The local muscle system consists of muscles with insertion in or origin from (or both) the lumbar vertebrae and includes the transversus abdominis (TrA) and multifidus muscles. The global muscle system comprises muscles with origin from the pelvis and insertion in the thoracic cage, and includes the rectus abdominis, internal oblique (IO) and external oblique (EO) muscles1). These anatomical differences in muscle attachment influences the function of each muscle on the lumbar spine. In short, local muscles are believed to contribute to the stability of the lumbar spine, whereas global muscles contribute to gross movement of the lumbar spine1, 2).

The TrA muscle has been considered to have a protective role during activity that challenges the integrity of the lumbar spine2,3,4). Many reports have suggested a preferential ability for the TrA muscle to increase spinal stability over other muscles2, 4,5,6,7). In particular, it is suggested that the TrA muscle should be recruited while suppressing activity of the IO and EO muscles. Richardson et al. called this the ideal contraction pattern for abdominal muscle activation in terms of spinal stability7).

Contraction of the TrA without increasing activation of other abdominal muscles is described as an abdominal hollowing maneuver (AHM)7, 8). The AHM is usually conducted in the supine position because a tester can easily observe and palpate the muscle activation. However, this position is not ideal, as it is not functional and the effect of an unstable surface such as a balance ball on muscle activation cannot be determined. By contrast, the sitting position is more functional than the supine position and provides the opportunity to introduce greater challenge to muscle activation such as that in unstable surfaces.

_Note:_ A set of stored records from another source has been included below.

PR #5365, opened 2026-09-02
Remove extra dc skip guard from the final encoding stage

jingninghan:
The related functions were never called, as the mode search stage would ensure that if an intra block has eob is 1, its tx type must be 2D-DCT.

Tested in speed 1 and 4 for a5, a4, and a2, no coding stats change.

### DIFF
--- a/av2/encoder/encodemb.c
+++ b/av2/encoder/encodemb.c
@@ -1447,12 +1447,6 @@ void av2_encode_block_intra(int plane, int block, int blk_row, int blk_col,
                             (!frame_is_intra_only(cm) &&
                              (INTRA_BLOCK_OPT_TYPE == TRELLIS_OPT ||
                               INTRA_BLOCK_OPT_TYPE == TRELLIS_DROPOUT_OPT));
-    const bool do_dropout = (frame_is_intra_only(cm) &&
-                             (KEY_BLOCK_OPT_TYPE == DROPOUT_OPT ||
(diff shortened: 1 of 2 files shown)


av2/encoder/encodemb.c
```diff
@@ -1479,41 +1473,8 @@ void av2_encode_block_intra(int plane, int block, int blk_row, int blk_col,
...
-        else
-          av2_optimize_b(args->cpi, x, plane, block, tx_size, tx_type,
-                         CCTX_NONE, &txb_ctx, &dummy_rate_cost);
-      }
-      if (do_dropout && !fsc_mode && !enable_parity_hiding) {
-        av2_dropout_qcoeff(x, plane, block, tx_size, tx_type,
-                           cm->quant_params.base_qindex);
-      }
-    }
+    if (*eob == 1 && plane == 0) assert(tx_type == DCT_DCT);
```
yeqing-wu: How about we improve this one so that we can avoid the condition check if it’s in release mode?
`assert(!(*eob == 1 && plane == 0) || tx_type == DCT_DCT);`

urvangjoshi: +1.   You can even use the `IMPLIES` macro we have for this:
```
assert(IMPLIES(condition, statement));
```

jingninghan: ack

I will put this on hold for now as unit test ran into failures.

jingninghan: done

Validity studies have compared ultrasonographic measurements with those obtained by using magnetic resonance imaging and electromyographic activity to determine muscle activation in low-force contractions9,10,11). These findings support the use of ultrasonographic imaging as a reliable and noninvasive technique to measure abdominal muscle thickness12). Studies have measured TrA and IO muscle activation by using ultrasonography during hip flexion while sitting on a balance ball. Changes in muscle thickness were significantly greater in the sitting position than in the supine position12, 13).

Evidence suggest that the AHM is effective for muscle activation and hence re-education of the TrA muscle2, 8, 14, 15). The TrA and IO muscles are also known to contract while sitting on a balance ball and increase in thickness with increasing levels of instability12). Given the above-mentioned findings, the purpose of this study was to investigate the changes in the thicknesses of the TrA and IO muscles during sitting on a stable surface or a balance disc during 4 different levels of trunk stability tasks accomplished by sitting, sitting with single hip flexion, an AHM, and an AHM with single hip flexion. The study hypothesis was that the thickness of the TrA muscle would increase with an AHM during sitting on an unstable surface.

SUBJECTS AND METHODS

Twenty healthy men (mean ± SD: age, 22.2 ± 2.7 years; height, 170.4 ± 5.6 cm; weight, 63.4 ± 6.3 kg) volunteered to participate in this study. This study was conducted in accordance with the Declaration of Helsinki and was approved by the ethics committee at the Saitama Medical University, Saitama, Japan (M-37). All the participants provided written informed consent before participation in this study.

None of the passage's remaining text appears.